Watson is different again by being the result of over 10 years of research and validated in some 20 trials in real-life situations across Canada with variations in animal genotype, health, housing/environment and feeding, Dr Ferguson remarks. "Our validation trials have demonstrated already that the model is accurate. Typically, the difference between actual barn performance and predictions made by Watson was less than 4%. Ever since the launch this year we have seen that making it available to our sales teams has grown the volume of our pig feed business as well as helping our producers to improve the performance of their pigs.

Specific per pig genotype

"Here in Canada we have been able to define 27 generically named genotypes as representing the breeding material used by Canadian swine producers," Dr Ferguson comments. "It means that a producer could use Watson to select the most appropriate genotype for his farm."

In fact this model can simulate any type of production system for growing pigs that you would expect to find in Canada, says Maple Leaf.

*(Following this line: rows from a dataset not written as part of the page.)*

PR #176, opened 2022-07-02
To be able to run OpenVPN client in Docker container

mtilson:
The file `/etc/resolv.conf` is not a regular one in Docker container, it is a bind-mount within container.
It cause `cp: can't create '/etc/resolv.conf': File exists` error and as a result `resolv.conf.ovpnsave` is not copied back as it is intended.
But rewriting the file instead of moving or renaming is possible.

### DIFF
--- a/contrib/pull-resolv-conf/client.down
+++ b/contrib/pull-resolv-conf/client.down
@@ -44,7 +44,7 @@ if type resolvconf >/dev/null 2>&1; then
   resolvconf -d "${dev}" -f
 elif [ -e /etc/resolv.conf.ovpnsave ] ; then
   # cp + rm rather than mv in case it's a symlink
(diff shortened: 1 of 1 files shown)


ordex:
I think this makes sense. @cron2 @dsommers do you have any opinion?

In any case, a proper patch should be eventually sent to the mailing list.

dsommers:
this is a contrib script; normally not installed in any default $PATH.  I consider these contrib scripts more like templates.  Change itself is fine for me.

ordex:
@mtilson can we have your SoB line on the patch (preferably sent to the mailing list)?
Otherwise it cannot be processed.

ordex:
@mtilson any chance you could address the comments above?

Gelassen:
@mtilson , @ordex , any news on this?  I am looking for a reliable docker image to deploy on my VPS and haven't so far the right one.

PR #358, opened 2023-10-10
Feature/2889 show info that offset of currently selected section and visualized offset are different

randy-seng:
OP#2889


briemla (changes requested):
The color is not updated on:
- changes of the offset value of the currently selected section
- changes of the currently visualized offset

The color is only updated on selection changes.

briemla (approved):

PR #365, opened 2023-10-12
Bug/3237 creating legend with loc=best is possibly slowing down track visualization

randy-seng:
OP#3237

### DIFF
--- a/OTAnalytics/plugin_prototypes/track_visualization/track_viz.py
+++ b/OTAnalytics/plugin_prototypes/track_visualization/track_viz.py
@@ -504,7 +504,6 @@ class TrackGeometryPlotter(MatplotlibPlotterImplementation):
 
         Args:
             track_df (DataFrame): tracks to plot
-            alpha (float): transparency of the lines
             axes (Axes): axes to plot on
         """
         seaborn.lineplot(
@@ -519,8 +518,16 @@ class TrackGeometryPlotter(MatplotlibPlotterImplementation):
             alpha=self._alpha,
             ax=axes,
             palette=self._color_palette_provider.get(),
-            legend=self._enable_legend,
         )
+        if self._enable_legend:
+            print("creating legend")
+            legend = axes.legend(loc="upper right")
+            legend.set_alpha(1)
+        else:
+            # Somehow enabling a legend from previous call to this method persists.
+            # Need to manually remove it, if legend exists.
+            if existing_legend := axes.legend_:
+                existing_legend.remove()
 
 
 class TrackStartEndPointPlotter(MatplotlibPlotterImplementation):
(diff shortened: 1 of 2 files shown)


OTAnalytics/plugin_prototypes/track_visualization/track_viz.py
```diff
@@ -519,8 +518,16 @@ def _plot_dataframe(self, track_df: DataFrame, axes: Axes) -> None:
             alpha=self._alpha,
             ax=axes,
             palette=self._color_palette_provider.get(),
-            legend=self._enable_legend,
         )
+        if self._enable_legend:
+            print("creating legend")
```
martinbaerwolff, line 523: Can this print be removed?

OTAnalytics/plugin_prototypes/track_visualization/track_viz.py
```diff
@@ -519,8 +518,16 @@ def _plot_dataframe(self, track_df: DataFrame, axes: Axes) -> None:
             alpha=self._alpha,
             ax=axes,
             palette=self._color_palette_provider.get(),
-            legend=self._enable_legend,
         )
+        if self._enable_legend:
```
martinbaerwolff, line 522: Where did self._enable_legend come from? Is this for a future feature to toggle the legend?

OTAnalytics/plugin_prototypes/track_visualization/track_viz.py
```diff
@@ -519,8 +518,16 @@ def _plot_dataframe(self, track_df: DataFrame, axes: Axes) -> None:
...
+            print("creating legend")
+            legend = axes.legend(loc="upper right")
+            legend.set_alpha(1)
+        else:
+            # Somehow enabling a legend from previous call to this method persists.
```
martinbaerwolff, line 527: Is this (maybe) because the axes persist, too?

martinbaerwolff (changes requested):
Looks good, just one small thing and two questions just for information.

OTAnalytics/plugin_prototypes/track_visualization/track_viz.py
randy-seng: I just had a look at the code. The `track_viz.MatplotlibTrackPlotter.plot`  method creates the axes via `_create_figure` and `_create_axes` methods. Nothing indicates that existing axes are being used, at least to me 🤔

OTAnalytics/plugin_prototypes/track_visualization/track_viz.py
randy-seng: `_enable_legend` is a member variable of `TrackGeometryPlotter`. In `main_application.py` several instances of `TrackGeometryPlotter` are created and passed to several layers that want to plot tracks on the canvas. Thus, we don't differentiate between plotters used in the different layers using it. Hence, the need to for `_enable_legend`. If you have a look at the `_create_layers` method in `main_application.py` you can see how plotters are being configured.

In the future, the member variable will be not necessary anymore, if the legend is displayed outside of the canvas.

OTAnalytics/plugin_prototypes/track_visualization/track_viz.py
martinbaerwolff: Hm ok, anyway, we have this in mind in case of plotting issues :)

martinbaerwolff (approved):

PR #366, opened 2023-10-13
feature/3248-speed-up-loading-of-frames-in-otconfigotanalytics

briemla:
OP#3248


martinbaerwolff (approved):
Is quite fast now - loading first frames of 24h (96 videos) from SSD took approx. 3.9 seconds on Windows (Intel Core i9) and approx. 2 sec on Mac (M1 Pro). Thanks!

PR #367, opened 2023-10-13
feature/3248-speed-up-loading-of-frames-in-otconfigotanalytics-2

briemla:
OP#3248


martinbaerwolff (approved):
Feels good! Perceived difference in display time between cached and non-cached frames is imperceptible when loading from SSD and minimal when loading from poorly connected network drive.

PR #370, opened 2023-10-16
Bug/3061 inspect possible bug with cutting section

randy-seng:
OP#3061


briemla (approved):
Looks good. I could not see any tracks missing after cutting.

PR #380, opened 2023-10-23
Feature/3266 calculate geometry once per used offset group section by offset before creating intersection objects

randy-seng:
OP#3266


tests/OTAnalytics/domain/test_event.py
```diff
@@ -26,8 +26,9 @@
 )
 from OTAnalytics.domain.geometry import DirectionVector2D, ImageCoordinate
 from OTAnalytics.domain.section import SectionId
-from OTAnalytics.domain.track import Detection, PythonDetection, TrackId
+from OTAnalytics.domain.track import Detection, TrackId
 from OTAnalytics.domain.types import EventType, EventTypeParseError
+from OTAnalytics.plugin_datastore.python_track_store import PythonDetection
```
briemla, line 31: This is a reference from the domain module into a plugin module. We could easily mock the usage in `valid_detection` to remove this dependency.

OTAnalytics/plugin_intersect/shapely/create_intersection_events.py
```diff
@@ -0,0 +1,307 @@
...
+        tracks: Iterable[Track],
+        section: Section,
+        event_builder: EventBuilder,
+    ) -> list[Event]:
+        events: list[Event] = []
+        section_geometry: LineString = self._geometry_builder.create_section(section)
+        for track in tracks:
+            track_geometry = self._track_table.look_up(track)
+            if not track_geometry.intersects(section_geometry):
+                continue
```
briemla, line 127: After merging OP#3493. We can reuse the intersection_repository to speed up event creation.

OTAnalytics/plugin_intersect/shapely/create_intersection_events.py
```diff
@@ -0,0 +1,307 @@
...
+            event_builder=event_builder,
+        )
+        events.extend(create_intersection_events.create())
+    return events
+
+
+def group_sections_by_offset(
+    sections: Iterable[Section],
+) -> Mapping[RelativeOffsetCoordinate, Iterable[Section]]:
+    grouped_sections: dict[RelativeOffsetCoordinate, list[Section]] = {}
```
briemla, line 300: We can use `defaultdict(list)` here. This will remove the if else in the loop.

briemla (changes requested):
looks nice so far. Just a few comments. I fixed some smaller things.

OTAnalytics/plugin_intersect/shapely/create_intersection_events.py
randy-seng: Sounds good! I'll implement the re-use of the `intersection_repository` once  #385 has been merged~

PR #396, opened 2023-11-07
Feature/3531 add cli option to specify log file path

randy-seng:
OP#3531

### DIFF
--- a/OTAnalytics/plugin_ui/cli.py
+++ b/OTAnalytics/plugin_ui/cli.py
@@ -335,11 +335,13 @@ class OTAnalyticsCli:
         save_stem = cli_args.save_name if cli_args.save_name else otflow.stem
         save_suffix = f"_{cli_args.save_suffix}" if cli_args.save_suffix else ""
 
-        if (
-            (valid_path := Path(cli_args.save_name)).parent
-        ).is_absolute() or valid_path.is_symlink():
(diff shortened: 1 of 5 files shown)


OTAnalytics/plugin_ui/cli.py
```diff
@@ -318,11 +335,13 @@ def _create_save_path(self) -> Path:
...
-            (valid_path := Path(cli_args.save_name)).parent
-        ).is_absolute() or valid_path.is_symlink():
-            return valid_path.with_name(valid_path.stem + save_suffix)
-        return otflow.with_name(save_stem + save_suffix)
+        if not self.cli_args.save_name:
+            # No save name specified. Take otflow name as stem for save path.
+            return otflow.with_name(save_stem + save_suffix)
+
+        # Save name is either absolute or relative path.
+        save_path = Path(self.cli_args.save_name).expanduser()
```
briemla, line 343: Do we also need to call `resolve`?

randy-seng: Actually it is not required to use `resolve` at all. The same goes for all other `resolve` usages in `cli.py`. `pathlib` will be able to resolve relative paths regardlessly with or without the call to `resolve`. I removed all usages of `resolve` in my newest commit.

briemla (approved):

PR #411, opened 2023-11-21
bug/3670-background-image-is-not-updated-when-video-is-added

briemla:
OP#3670


randy-seng (changes requested):
Looks good! But shouldn't we delete the old `TrackBackgroundPlotter` in `OTAnalytics.plugin_ui.visualization` including all related tests?

randy-seng (approved):

PR #432, opened 2024-01-19
Feature/3995 pandas implementation to cut tracks with sections

randy-seng:
OP#3995
OP#3996
OP#4063


briemla (approved):
Nice one. +1 for using index manipulation to speed up cutting :-)

briemla (approved):

PR #435, opened 2024-01-23
bug/4094-count-export-fails-on-empty-dataframe

briemla:
OP#4094


OTAnalytics/plugin_parser/export.py
```diff
@@ -35,11 +35,15 @@ def __init__(self, output_file: str) -> None:
     def export(self, counts: Count) -> None:
         logger().info(f"Exporting counts to {self._output_file}")
         dataframe = self.__create_data_frame(counts)
+        if dataframe.empty:
```
randy-seng, line 38: Can we add a test case for this?~

randy-seng (changes requested):
Can we add a test case for this bug?~

randy-seng (approved):

PR #474, opened 2024-03-05
Add run configurations for scalene, cli and prefilled gui using test and benchmark data

briemla:


randy-seng (commented):
Looks good. But do we need to add scalene to the requirements-dev.txt? But I remember adding scalene to the requirements-dev.txt caused some problems on the GitHub CI runner.

randy-seng (approved):

PR #28, opened 2020-10-29
Show column stats

Erin007:
Jira: AI-38, AI-57

Students are going to need to be able to "inspect" their data to check for errors in preparation for training. 

For categorical columns, we now show the number of unique values in the column and what those values are. For continuous columns, we now validate that the column only contains numerical values and show the max and min values in the column.

Screen Shot 2020-10-29 at 1 40 06 PM

This will help students identify when they have more categories than anticipated, for example: 
Screen Shot 2020-10-29 at 1 17 11 PM

If they've mis-identified the datatype stored in a column or if this there is a string lurking in a column that should only contain numbers, for example: 
Screen Shot 2020-10-29 at 2 40 31 PM

### DIFF
--- a/src/validate.js
+++ b/src/validate.js
@@ -2,6 +2,7 @@
 
 import { availableTrainers } from "./train.js";
 import { ColumnTypes } from "./constants.js";
+import { getSelectedContinuousColumns } from "./redux.js";
 
 export function minOneFeatureSelected(state) {
   return state.selectedFeatures.length !== 0;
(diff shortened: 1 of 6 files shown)


src/validate.js
```diff
@@ -36,6 +37,22 @@ export function selectedColumnsHaveDatatype(state) {
   return selectedColumns.length > 0 && columnTypesOk;
 }
 
+// Check that selected continuous columns only contain numbers.
+// @return {boolean}
+export function continuousColumnsHaveOnlyNumbers(state) {
+  const columns = getSelectedContinuousColumns(state);
+  let allNumbers = true;
+  state.data.forEach(function(row, i) {
```
breville, line 45: Is `.forEach` a problem in IE11?

breville (approved):
These functions look like good candidates for unit testing too.

Erin007:
> These functions look like good candidates for unit testing too.

definitely - I opened a [task](https://codedotorg.atlassian.net/browse/AI-55) for this.

src/validate.js
Erin007: for `NodeLists`, but I think it's just fine for Arrays.  I'll research a bit to be sure.

Erin007: https://developer.mozilla.org/en-US/docs/Web/JavaScript/Reference/Global_Objects/Array/forEach#Browser_compatibility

It allows up to 26 environmental phases as well as 26 dietary phases to be included in one simulation, for pigs weighing from 5 kilograms to 250 kg. Small parts of the production cycle can be simulated, or the complete process from entry to the nursery at weaning until the animal leaves for slaughter.

"The whole point about Watson is that it is a tool for diagnosing how the performance of the pigs in the nursery or the finishing house might be improved," Dr Ferguson declares. "Sometimes the diagnosis might suggest something quite simple, such as increasing the frequency of feeding from two times to three times daily. A nutritional deficit might be identified, such as including too little soybean meal in the diet. But there is also the opportunity to undertake quite complicated analyses.

"The model first compares the daily performance of the simulated pigs with their maximum lean growth potential. Next it examines the key factors impacting lean growth, including the stocking density in pens and the health status as well as nutrient composition and form and the pig's physical environment. The factor that most constrains growth on any given day in the particular unit is identified and further simulations show how performance would change with the constraining factor improved.

"Over the next two years we will concentrate on allowing users to become familiar with the model and on making updates as appropriate. Because it is web-based, we can change the computer programme without having to amend multiple copies of it."